I once tried to read two pages at a time (one with each eye) because I heard
that the rain man was able to do that. So a grabbed a small paperback and
focused one eye on either page (as one would do with a magic-eye picture).

I was able to essentially line up two words at a time in my vision and
alternate my focus between the two, but after about 20 minutes I started to
get a headache, so I put the book down and went to the couch in the other
room. I sat down and looked out my window which has vertical bars on it. My
vision suddenly latched on to the vertical bars and began flickering between
normal focus and the magic-eye focus. I started feeling dizzy, my heart rate
sped up and I started sweating a little.

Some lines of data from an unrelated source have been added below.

PR #569, opened 2020-04-08
Use a pull model to withdraw deposit ETH balances

NicholasDotSol:
Push models have security and stability concerns, a pull model allows for better security, as well as more flexibility and freedom to third-party contract fallbacks given `.call.value()`'s gas-forwarding.

- Accumulated Eth balance can only be withdrawn after the contract reaches an end-state

### DIFF
--- a/solidity/.soliumrc.json
+++ b/solidity/.soliumrc.json
@@ -5,6 +5,7 @@
     ],
     "rules": {
         "security/no-block-members": "off",
-        "security/no-inline-assembly": "off"
+        "security/no-inline-assembly": "off",
+        "security/no-call-value": "off"
     }
 }
--- a/solidity/contracts/deposit/DepositFunding.sol
+++ b/solidity/contracts/deposit/DepositFunding.sol
@@ -82,7 +82,7 @@ library DepositFunding {
     /// @dev        This is only called as part of funding fraud flow.
     function distributeSignerBondsToFunder(DepositUtils.Deposit storage _d) internal {
         uint256 _seized = _d.seizeSignerBonds();
-        _d.depositOwner().transfer(_seized);  // Transfer whole amount
+        _d.depositOwner().call.value(_seized)("");  // Transfer whole amount
     }
 
     /// @notice     Anyone may notify the contract that signing group setup has timed out.
@@ -97,12 +97,12 @@ library DepositFunding {
         // refund the deposit owner the cost to create a new Deposit at the time the Deposit was opened.
         uint256 _seized = _d.seizeSignerBonds();
 
-        /* solium-disable-next-line security/no-send */
-        _d.depositOwner().send(_d.keepSetupFee);
-        _d.pushFundsToKeepGroup(_seized.sub(_d.keepSetupFee));
-
         _d.setFailedSetup();
         _d.logSetupFailed();
+
+        /* solium-disable-next-line security/no-send */
+        _d.depositOwner().call.value(_d.keepSetupFee)("");
+        _d.pushFundsToKeepGroup(_seized.sub(_d.keepSetupFee));
 
         fundingTeardown(_d);
     }
--- a/solidity/contracts/deposit/DepositFunding.sol
+++ b/solidity/contracts/deposit/DepositFunding.sol
@@ -99,12 +99,11 @@ library DepositFunding {
 
         _d.setFailedSetup();
         _d.logSetupFailed();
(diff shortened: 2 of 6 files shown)


solidity/contracts/deposit/DepositUtils.sol
```diff
@@ -396,6 +399,26 @@ library DepositUtils {
...
+    /// @notice     Adds a given amount to an addresses withdrawal allowance
+    /// @dev        Withdrawals can only happen post contract-end-state.
+    function enableWithdrawal(DepositUtils.Deposit storage _d, address _withdrawer, uint256 _amount) internal {
+        withdrawalAllowances[_withdrawer].add(_amount);
+    }
+
+    /// @notice     Withdraw caller's allowance.
+    /// @dev        Withdrawals can only happen post contract-end-state.
+    function withdrawFunds(DepositUtils.Deposit storage _d) internal {
+        require(_d.inEndState(), "Contact not yet terminated");
```
Shadowfiend, line 412: Contract*

solidity/contracts/deposit/DepositLiquidation.sol
```diff
@@ -190,21 +196,18 @@ library DepositLiquidation {
...
         // we simply ignore such a tiny amount and leave some wei dust in escrow
         uint256 contractEthBalance = address(this).balance;
-        address payable initiator = _d.liquidationInitiator;
 
-        if (initiator == address(0)){
-            initiator = address(0xdead);
-        }
-        if (contractEthBalance > 1) {
+        if (contractEthBalance > _valueToDistribute) {
+            uint256 remainingUnallocated = contractEthBalance.sub(_valueToDistribute);
```
Shadowfiend, line 201: `_valueToDistribute` really shouldn't start with an underscore, as a side note.

solidity/.soliumrc.json
```diff
@@ -5,6 +5,7 @@
     ],
     "rules": {
         "security/no-block-members": "off",
-        "security/no-inline-assembly": "off"
+        "security/no-inline-assembly": "off",
+        "security/no-call-value": "off"
```
Shadowfiend, line 9: We don't need this.

solidity/contracts/deposit/DepositFunding.sol
```diff
@@ -97,14 +90,13 @@ library DepositFunding {
...
-        /* solium-disable-next-line security/no-send */
-        _d.depositOwner().send(_d.keepSetupFee);
-        _d.pushFundsToKeepGroup(_seized.sub(_d.keepSetupFee));
-
         _d.setFailedSetup();
         _d.logSetupFailed();
-
         fundingTeardown(_d);
+
+        /* solium-disable-next-line security/no-send */
```
Shadowfiend, line 97: We can lose all of these.

solidity/contracts/deposit/DepositUtils.sol
```diff
@@ -396,6 +399,26 @@ library DepositUtils {
...
+        require(withdrawalAllowances[msg.sender] > 0, "Nothing to withdraw"");
+
+        // zero-out to prevent reentrancy
+        uint256 available = withdrawalAllowances[msg.sender];
+        withdrawalAllowances[msg.sender] = 0;
+    
+        msg.sender.call.value(available)("");
```
Shadowfiend, line 419: We *will* need a linter annotation here I guess.

solidity/.soliumrc.json
NicholasDotSol: you'd rather have the solium-disable comment?

Shadowfiend: What I really want is a way to annotate a function as “I know this is going to do a `.call.value` and I'm completely okay with that”, and only in the call path of that one function is anyone allowed to do `.call.value`. I would like this compiler-enforced.

In the absence of such a guard, this at least draws extra attention to where we're doing `call.value`. But I wish we could annotate the whole function.

Basically I'm trying to use a linter to do a compiler's job and it's terrible. But I think it's marginally less terrible than not doing so.

NicholasDotSol: just saw https://github.com/keep-network/tbtc/pull/569#discussion_r405896462

NicholasDotSol: Makes sense to use linter annotation over the rule if it's just one instance

NicholasDotSol:
close in favor of #570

I closed my eyes for some time and
was able to relax but still had a strange headache for the rest of the
evening.

I felt fine the next day, but then a couple days later I was in a hotel with
black and white tiled floors (diner style) and I had a sudden recurrence of my
focus uncontrollably reacting to the pattern of the floor. It wasn't as
intense as the first time, and it hasn't happened since, but it freaked me
out.

------
jmtame
Makes me want to read the Tesla autobiography. Is there something specific you
can do to improve your own mental creativity and ability to model things
visually? I have always felt some type of barrier when thinking of ideas and I
usually resort to paper to draw out wireframes.

Also might help if you can dig up some research on this, to back up your
thesis that its done by simply visualizing older memories in vivid detail. How
long do you do it? How many times per day? Do you do it every day? All things
I'm uncertain of if I'm going to participate in the experiment (which I plan
on doing).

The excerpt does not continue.